In the lab, put on the appropriate personal protective equipment, including a lab coat and gloves. Now, transfer approximately 750 milliliters of mud to a mixing bowl. Then, sift through the mud to remove large rocks, twigs, or leaves and use a spoon to break apart any clumps. Next, add some of the fresh water to the mixing bowl, and stir with a large spoon. Add water until the consistency of the water-mud mixture is similar to a milkshake. Continue to make sure there are no clumps.

As an optional experiment, select for halophilic bacteria by adding 25 to 50 milligrams of salt to the mud mixture.

Then, transfer approximately 1/3 of the water-mud mixture to a second mixing bowl. Add one egg yolk and a handful of shredded newspaper to the bowl. Next, add this mixture to the column, until it is about 1/4 full. Next, add the water-mud mixture without the egg and newspaper to the column, until it is approximately 3/4 full. Then, add more water to the column, leaving a 1/2 inch space on top. Cover the column with plastic wrap and secure it with a rubber band.

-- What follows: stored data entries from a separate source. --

PR #4812, opened 2020-07-01
Tweak threshold_otsu error checking - closes #4811

### LINKED ISSUE #4811: threshold_otsu check for single-colour is slow on large arrays
Currently in the threshold_otsu function, the code checks if the image has a single colour

    if image.min() == image.max():
        raise ValueError("threshold_otsu is expected to work with images "
                         "having more than one color. The input image seems "
                         "to have just one color {0}.".format(image.min()))`

However, for extremely large arrays min and max become increasingly slow, performing a basically identical sorting algorithm twice over.

I propose replacing this with a much simpler logical check, which will inevitably be more efficient

    np.all(image == image[0])

Checking with timeit:

    import timeit
    setup = '''
    import numpy as np
    
    arr = np.zeros((10000,10000))
    '''

    timeit.timeit("arr.min() == arr.max()", setup=setup, number=50)
    5.534767805999763

    timeit.timeit("np.all(arr == arr[0])", setup=setup, number=50)
    2.377352842999244

As expected, this time disparity gets greater and greater with increasing size.

Further, I disagree with the error statement. It seems very... unconfident in the code! "We think it's maybe possibly not the right thing, so let's throw an error, whatevs". If we genuinely do not have faith in what that code is doing, it should not be public code. It should be more assertive. I propose "threshold_otsu cannot threshold single-valued images", or better yet "cannot threshold single-valued images", as the former implies that other methods can threshold single-valued images - which is of course nonsense!

OGordon100:
Closes #4811

### DIFF
--- a/skimage/filters/thresholding.py
+++ b/skimage/filters/thresholding.py
@@ -251,11 +251,6 @@ def threshold_otsu(image, nbins=256):
         Upper threshold value. All pixels with an intensity higher than
         this value are assumed to be foreground.
 
-    Raises
-    ------
-    ValueError
-         If ``image`` only contains a single grayscale value.
-
     References
     ----------
     .. [1] Wikipedia, https://en.wikipedia.org/wiki/Otsu's_Method
--- a/skimage/filters/thresholding.py
+++ b/skimage/filters/thresholding.py
@@ -277,8 +277,9 @@ def threshold_otsu(image, nbins=256):
         warn(msg.format(image.shape))
 
     # Check if the image is multi-colored or not
-    if np.all(image == image.ravel()[0]):
-        raise ValueError("Cannot threshold single-valued images")
+    first_pixel = image.ravel()[0]
+    if np.all(image == first_pixel):
+        return first_pixel
 
     hist, bin_centers = histogram(image.ravel(), nbins, source_range='image')
     hist = hist.astype(float)
--- a/skimage/filters/thresholding.py
+++ b/skimage/filters/thresholding.py
@@ -271,13 +271,13 @@ def threshold_otsu(image, nbins=256):
     -----
     The input image must be grayscale.
     """
-    if len(image.shape) > 2 and image.shape[-1] in (3, 4):
+    if image.ndim > 2 and image.shape[-1] in (3, 4):
         msg = "threshold_otsu is expected to work correctly only for " \
               "grayscale images; image shape {0} looks like an RGB image"
         warn(msg.format(image.shape))
 
     # Check if the image is multi-colored or not
-    if not np.all(image == image[0]):
+    if np.all(image == image[0]):
         raise ValueError("threshold_otsu cannot threshold single-valued images")
 
     hist, bin_centers = histogram(image.ravel(), nbins, source_range='image')
--- a/skimage/filters/thresholding.py
+++ b/skimage/filters/thresholding.py
@@ -277,7 +277,7 @@ def threshold_otsu(image, nbins=256):
         warn(msg.format(image.shape))
 
     # Check if the image is multi-colored or not
-    if np.all(image == image[0]):
+    if np.all(image == image.ravel()[0]):
         raise ValueError("Cannot threshold single-valued images")
 
     hist, bin_centers = histogram(image.ravel(), nbins, source_range='image')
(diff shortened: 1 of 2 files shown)


skimage/filters/thresholding.py
```diff
@@ -271,16 +271,14 @@ def threshold_otsu(image, nbins=256):
...
         msg = "threshold_otsu is expected to work correctly only for " \
               "grayscale images; image shape {0} looks like an RGB image"
         warn(msg.format(image.shape))
 
     # Check if the image is multi-colored or not
-    if image.min() == image.max():
-        raise ValueError("threshold_otsu is expected to work with images "
-                         "having more than one color. The input image seems "
-                         "to have just one color {0}.".format(image.min()))
+    if np.all(image == image[0]):
```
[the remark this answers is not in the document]
jni: I prefer: 

```suggestion
    if np.all(image == image.ravel()[0]):
```

But it's a matter of taste. =)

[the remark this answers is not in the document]
rfezzani: You are right @jni, I used to prefer `ravel`, but according to the _Notes_ section in its [doc](https://numpy.org/doc/stable/reference/generated/numpy.ravel.html)
> When a view is desired in as many cases as possible, arr.reshape(-1) may be preferable.

Otherwise `ravel` is super fine ^^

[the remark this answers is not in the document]
jni: @rfezzani 

> When a view is desired in as many cases as possible, arr.reshape(-1) may be preferable.

You already taught me this once before in the `array_map` PR and I've already forgotten it! 😅 Old habits die hard... Thanks!

emmanuelle:
See also the discussion about performance in #4811.

skimage/filters/thresholding.py
```diff
@@ -271,16 +271,15 @@ def threshold_otsu(image, nbins=256):
...
         msg = "threshold_otsu is expected to work correctly only for " \
               "grayscale images; image shape {0} looks like an RGB image"
         warn(msg.format(image.shape))
 
     # Check if the image is multi-colored or not
-    if image.min() == image.max():
-        raise ValueError("threshold_otsu is expected to work with images "
-                         "having more than one color. The input image seems "
-                         "to have just one color {0}.".format(image.min()))
+    first_pixel = image.ravel()[0]
```
emmanuelle, line 280: I feel like I'm the grumpy conservative person here but this change does not bring an improvement on my machine
```python
In [20]: arr = np.zeros((10000, 10000))   

In [21]: %timeit arr.min() == arr.max()                                                                                             
54.2 ms ± 168 µs per loop (mean ± std. dev. of 7 runs, 10 loops each)

In [22]: %timeit np.all(arr == arr.ravel()[0])                                                                                      
60.5 ms ± 334 µs per loop (mean ± std. dev. of 7 runs, 10 loops each)
```
Is it possible to see more benchmarks?

rfezzani: On my machine:
```python
In [1]: arr = arr = np.zeros((10000, 10000))                                                             

In [2]: %timeit arr.min() == arr.max()                                                                   
57.7 ms ± 119 µs per loop (mean ± std. dev. of 7 runs, 1 loop each)

In [3]: %timeit np.all(arr == arr.ravel()[0])                                                            
28.9 ms ± 19.8 µs per loop (mean ± std. dev. of 7 runs, 10 loops each)
```

OGordon100: I've also rerun on my Linux machine, and done it backwards to ensure there's nothing clock speed related going on

```
arr = np.zeros((10000, 10000))

%timeit np.all(arr == arr.ravel()[0])
32.8 ms ± 1.42 ms per loop (mean ± std. dev. of 7 runs, 10 loops each)

%timeit arr.min() == arr.max()
43.5 ms ± 1.25 ms per loop (mean ± std. dev. of 7 runs, 10 loops each)
```

jni: I also see a speedup, as noted on the issue... @emmanuelle your computer is the weird one here it seems! 😬 But yes, it would be good to get to the bottom of this discrepancy. Logically, I have agree that one pass should be cheaper than two passes!

alexdesiqueira:
Thank you @OGordon100! We appreciate your help!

Incubate the column in the light near a window at room temperature for the next four to eight weeks. Throughout the incubation period, monitor changes in the Winogradsky column at least once a week for the development of different colored layers and the formation of bubbles. Additionally, record the time it takes for different layers to develop.

Another modification that can be done is incubating the column near a radiator to select for thermophilic bacteria, or in a refrigerator to select for psychrophilic bacteria. Vary the light conditions by placing different columns in high light, low light, or darkness to incubate. Alternatively, limit the wavelength of incoming light by covering the column with different shades of cellophane to determine which colors select for different bacterial groups. For another optional experiment, to enrich iron-oxidizing bacteria, add a nail to the mud-water mixture prior to the addition of newspaper and an egg yolk.

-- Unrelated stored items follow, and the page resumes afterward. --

PR #4819, opened 2020-07-03
Simplify equivalent_diameter function

OGordon100:
The equivalent_diameter function in regionprops is a little messy, and only works with 2/3 dimensions (although I think this is a moot point as the regionprops function only applies to 2/3D images).

Regardless, it's a little messy, and the proposed PR neatens this up and removes needless if statements


alexdesiqueira:
Thank you @OGordon100!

After one to two weeks, growth of the cyanobacterial layer is indicated by a green or red-brown film on top of the mud layer of the classical Winogradsky column. Over time, the appearance and evolution of the different layers is monitored, each indicative of the different types of bacteria present. When comparing a column grown in the dark to a traditional Winogradsky column, we see the dark treatment yields the black layer at the bottom of the column, indicative of sulfate-reducing bacteria.

The dark column may also yield other layers, depending on other incubation conditions. Additionally, the dark column doesn’t yield the green cyanobacterial layer, nor the red, purple, or green layers indicative of purple non-sulfur, purple sulfur, and green sulfur bacteria respectively. These groups are dependent on light for growth.